With no VIP "Green Room" to cosset star writers in the fashion of other literary festivals, such as Britain's Hay-on-Wye, the authors in Jaipur are expected to mingle, drink and dine with the crowds. "It's just boisterous. I love it," said Tina Brown, the former New Yorker and Vanity Fair editor and a regular on the international festival calendar. British writer Geoff Dyer, who gave readings from his latest novel Jeff in Venice, Death in Varanasi, said Jaipur was unusual in providing a level playing field. "In a more hierarchically organised festival, I'd always feel I was at the bottom of the pile and missing out on something," he said. "Don't get me wrong, I like to rubberneck in the Green Room at Hay as much as the next person, but I like the way there's no Green Room here. It makes it a much more integrated experience."

Despite its exponential growth, the festival, which currently costs $550,000 (Dh2 million) to organise, has never made a profit – partly due to its free access policy, and it almost went under in 2008.

Its saviour was an unlikely literary sponsor in the form of the Indian construction company DSC, which covers one third of the cost.

While big-ticket, prize-winning authors have played a major part in raising the profile, the organisers have remained loyal to their mission of promoting relatively undiscovered, non-English-language Indian writers.

"For me this festival has to represent the plurality and diversity of India," said co-director Namita Gokhale.

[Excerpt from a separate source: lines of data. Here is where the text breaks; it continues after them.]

PR #12326, opened 2022-09-04
Fix null check in ContentAnchorTag

hishamco:
This PR fixes a null check in
```csharp
if (metadata.CreateRouteValues == null) // BUG
    {
      if (routeValues != null)
      {
        foreach (var attribute in routeValues)
        {
          metadata.CreateRouteValues.Add(attribute.Key, attribute.Value);     
        }
      }
      ....
    }
```

Also I did a little refactoring

### DIFF
--- a/src/OrchardCore.Modules/OrchardCore.Contents/Liquid/ContentAnchorTag.cs
+++ b/src/OrchardCore.Modules/OrchardCore.Contents/Liquid/ContentAnchorTag.cs
@@ -109,14 +109,11 @@ namespace OrchardCore.Contents.Liquid
                 {
                     var metadata = await contentManager.PopulateAspectAsync<ContentItemMetadata>(displayFor);
 
-                    if (metadata.DisplayRouteValues != null)
+                    if (metadata.DisplayRouteValues != null && routeValues != null)
                     {
-                        if (routeValues != null)
+                        foreach (var attribute in routeValues)
                         {
-                            foreach (var attribute in routeValues)
-                            {
-                                metadata.DisplayRouteValues.Add(attribute.Key, attribute.Value);
-                            }
+                            metadata.DisplayRouteValues.Add(attribute.Key, attribute.Value);
                         }
 
                         customAttributes["href"] = urlHelper.Action(metadata.DisplayRouteValues["action"].ToString(), metadata.DisplayRouteValues);
@@ -125,10 +122,9 @@ namespace OrchardCore.Contents.Liquid
             }
             else if (editFor != null)
             {
-                contentItem = editFor;
-                var metadata = await contentManager.PopulateAspectAsync<ContentItemMetadata>(editFor);
+                var metadata = await PopulateAspectForContentItemMetadataAsync(editFor);
 
-                if (metadata.EditorRouteValues != null)
+                if (metadata.EditorRouteValues != null && routeValues != null)
                 {
                     foreach (var attribute in routeValues)
                     {
@@ -140,17 +136,13 @@ namespace OrchardCore.Contents.Liquid
             }
             else if (adminFor != null)
             {
-                contentItem = adminFor;
-                var metadata = await contentManager.PopulateAspectAsync<ContentItemMetadata>(adminFor);
+                var metadata = await PopulateAspectForContentItemMetadataAsync(adminFor);
 
-                if (metadata.AdminRouteValues != null)
+                if (metadata.AdminRouteValues != null && routeValues != null)
                 {
-                    if (routeValues != null)
+                    foreach (var attribute in routeValues)
                     {
-                        foreach (var attribute in routeValues)
-                        {
-                            metadata.AdminRouteValues.Add(attribute.Key, attribute.Value);
-                        }
+                        metadata.AdminRouteValues.Add(attribute.Key, attribute.Value);
                     }
 
                     customAttributes["href"] = urlHelper.Action(metadata.AdminRouteValues["action"].ToString(), metadata.AdminRouteValues);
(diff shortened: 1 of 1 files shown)


src/OrchardCore.Modules/OrchardCore.Contents/Liquid/ContentAnchorTag.cs
```diff
@@ -230,6 +214,13 @@ public async ValueTask<Completion> WriteToAsync(List<FilterArgument> argumentsLi
             tagBuilder.RenderEndTag().WriteTo(writer, (HtmlEncoder)encoder);
 
             return Completion.Normal;
+
+            async Task<ContentItemMetadata> PopulateAspectForContentItemMetadataAsync(ContentItem item)
+            {
+                contentItem = item;
+
+                return await contentManager.PopulateAspectAsync<ContentItemMetadata>(item);
```
Skrypt, line 222:
```suggestion
                return await contentManager.PopulateAspectAsync<ContentItemMetadata>(contentItem);
```

hishamco: Both are valid ;)

Skrypt: But the idea is to create a new object so that the original one doesn't get morphed. Here, it is not consistent with what was done before if you use "item". It would be good to see if the original var is mutated too.

hishamco: If is that I will rid of the argument and assign it to `contentItem` directly, unless I did it for a reason

hishamco: It's for a reason

```
contentItem = createFor;
var metadata = await contentManager.PopulateAspectAsync<ContentItemMetadata>(createFor);
```

the `item` should has the `createFor` value

src/OrchardCore.Modules/OrchardCore.Contents/Liquid/ContentAnchorTag.cs
```diff
@@ -140,53 +136,41 @@ public async ValueTask<Completion> WriteToAsync(List<FilterArgument> argumentsLi
...
-                        }
+                        metadata.RemoveRouteValues.Add(attribute.Key, attribute.Value);
                     }
 
                     customAttributes["href"] = urlHelper.Action(metadata.RemoveRouteValues["action"].ToString(), metadata.RemoveRouteValues);
                 }
             }
             else if (createFor != null)
             {
-                contentItem = createFor;
```
Skrypt, line 179: Here, we copy createFor to contentItem because we want to have the original value of contentItem.DisplayText and contentItem.ContentType later on in this method.

src/OrchardCore.Modules/OrchardCore.Contents/Liquid/ContentAnchorTag.cs
```diff
@@ -140,53 +136,41 @@ public async ValueTask<Completion> WriteToAsync(List<FilterArgument> argumentsLi
...
-                var metadata = await contentManager.PopulateAspectAsync<ContentItemMetadata>(createFor);
+                var metadata = await PopulateAspectForContentItemMetadataAsync(createFor);
```
Skrypt, line 167: Here you are passing createFor just like before.

src/OrchardCore.Modules/OrchardCore.Contents/Liquid/ContentAnchorTag.cs
```diff
@@ -230,6 +214,13 @@ public async ValueTask<Completion> WriteToAsync(List<FilterArgument> argumentsLi
             tagBuilder.RenderEndTag().WriteTo(writer, (HtmlEncoder)encoder);
 
             return Completion.Normal;
+
+            async Task<ContentItemMetadata> PopulateAspectForContentItemMetadataAsync(ContentItem item)
+            {
+                contentItem = item;
```
Skrypt, line 220: Now this contentItem copy is useless because it is not used in the context of this method.

src/OrchardCore.Modules/OrchardCore.Contents/Liquid/ContentAnchorTag.cs
```diff
@@ -230,6 +214,13 @@ public async ValueTask<Completion> WriteToAsync(List<FilterArgument> argumentsLi
             tagBuilder.RenderEndTag().WriteTo(writer, (HtmlEncoder)encoder);
 
             return Completion.Normal;
+
+            async Task<ContentItemMetadata> PopulateAspectForContentItemMetadataAsync(ContentItem item)
```
Skrypt, line 218: Also here you define a task inside a method which is something we rarely do.

src/OrchardCore.Modules/OrchardCore.Contents/Liquid/ContentAnchorTag.cs
Skrypt: Ok, I missed something here. You are defining an async task at the end of this method so it is not a different method. I understand now what you are saying.

Skrypt (approved):

src/OrchardCore.Modules/OrchardCore.Contents/Liquid/ContentAnchorTag.cs
hishamco: Via the a local method

src/OrchardCore.Modules/OrchardCore.Contents/Liquid/ContentAnchorTag.cs
hishamco: Sure

PR #12328, opened 2022-09-04
Add missing null check operator in ShellSettingsManager.EnsureConfigurationAsync()

hishamco:


Skrypt (approved):

src/OrchardCore/OrchardCore/Shell/ShellSettingsManager.cs
```diff
@@ -239,7 +239,7 @@ private async Task EnsureConfigurationAsync()
                 .AddConfiguration(_applicationConfiguration)
                 .AddSourcesAsync(_tenantsConfigSources);
 
-            if (lastProviders.Count() > 0)
+            if (lastProviders?.Length > 0)
```
jtkech, line 242: Take care of this kind of changes, here that's okay as we are using `> 0`.

But we could have used `!=0`, in which case it would have been wrong.

            int? test = null;
            if (test > 0) // This is evaluated to false.
            {
                ;
            }
            else if (test != 0) // But this is evaluated to true.
            {
                ;
            }

That's why it's safer to use `test != null && test > 0` or `test.HasValue && test.Value > 0`.

Skrypt: I think actually this is a new code recommendation from Visual Studio to change .Count() to .Length in some places.

jtkech: Yes it is better, no problem about changing Count() to Length, I was talking about keeping the previous behavior when dealing with nullable types.

PR #12332, opened 2022-09-04
Check null for DeploymentStepFactory before step creation

hishamco:


Skrypt (approved):

src/OrchardCore.Modules/OrchardCore.Contents/Deployment/AddToDeploymentPlan/AddToDeploymentPlanController.cs
```diff
@@ -74,7 +74,15 @@ await _authorizationService.AuthorizeAsync(User, OrchardCore.Deployment.CommonPe
...
 
-            var step = (ContentItemDeploymentStep)_factories.FirstOrDefault(x => x.Name == nameof(ContentItemDeploymentStep)).Create();
+            var stepFactory = _factories.FirstOrDefault(x => x.Name == nameof(ContentItemDeploymentStep));
+
+            if (stepFactory == null)
+            {
+                return BadRequest();
+            }
+
+            var step = (ContentItemDeploymentStep)stepFactory.Create();
```
Skrypt, line 84:
```suggestion
            var step = (ContentItemDeploymentStep)stepFactory.Create();
```
```suggestion
            var step = (ContentItemDeploymentStep)stepFactory;
            
            if (step != null)
            {
                stepFactory.Create();
            }
```

hishamco: Why?!! we already checked the factory in line 79

Skrypt: Ok, because of the FirstOrDefault but it is not given that an explicit casting will return a value generally.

"There was resistance. People couldn't understand that uncelebrated writers from an Indian language could hold their own against the so-called stars," she said.

The 2010 event has focused on writers from India's "untouchable" Dalit caste, who often command large sales but remain largely unknown – not only internationally, but also in mainstream Indian literary circles, which are dominated by upper middle-class elite.

For Ajay Navaria, a Dalit who writes in Hindi, the Jaipur festival provides a forum he is denied in the Hindi literary community which he describes as generally "caste-based, insular and feudal".


Mccall Smith talks africa

Alexander McCall Smith has sometimes been criticised for portraying an unreal Africa, but the creator of a series of detective novels set in Botswana believes writers are unfairly condemned for their craft.

In Smith's No. 1 Ladies Detective Agency series, there is little corruption, disease or dictatorship, but it was not his intention to be deliberately upbeat.

"I didn't sit down planning to write a sunny, bright book about Africa," he said at the Jaipur Literature Festival.

"Sub-Saharan Africa has a lot of problems, but it is not universally bleak and I wanted to show the inherent goodness in Botswana, which is a very well run country, with very little corruption and a wonderful people," said Smith, who taught medical law for many years in Edinburgh.

"Some people say it's the role of a fiction writer to show the reality. But they don't say that about the other arts: they don't ask, why are you painting cheerful flowers when there are so many problems in the world?"

Smith, who was born in Zimbabwe and worked briefly in Botswana, turned seriously to writing after winning a competition with a children's book.

He has written more than 30 books for children since then.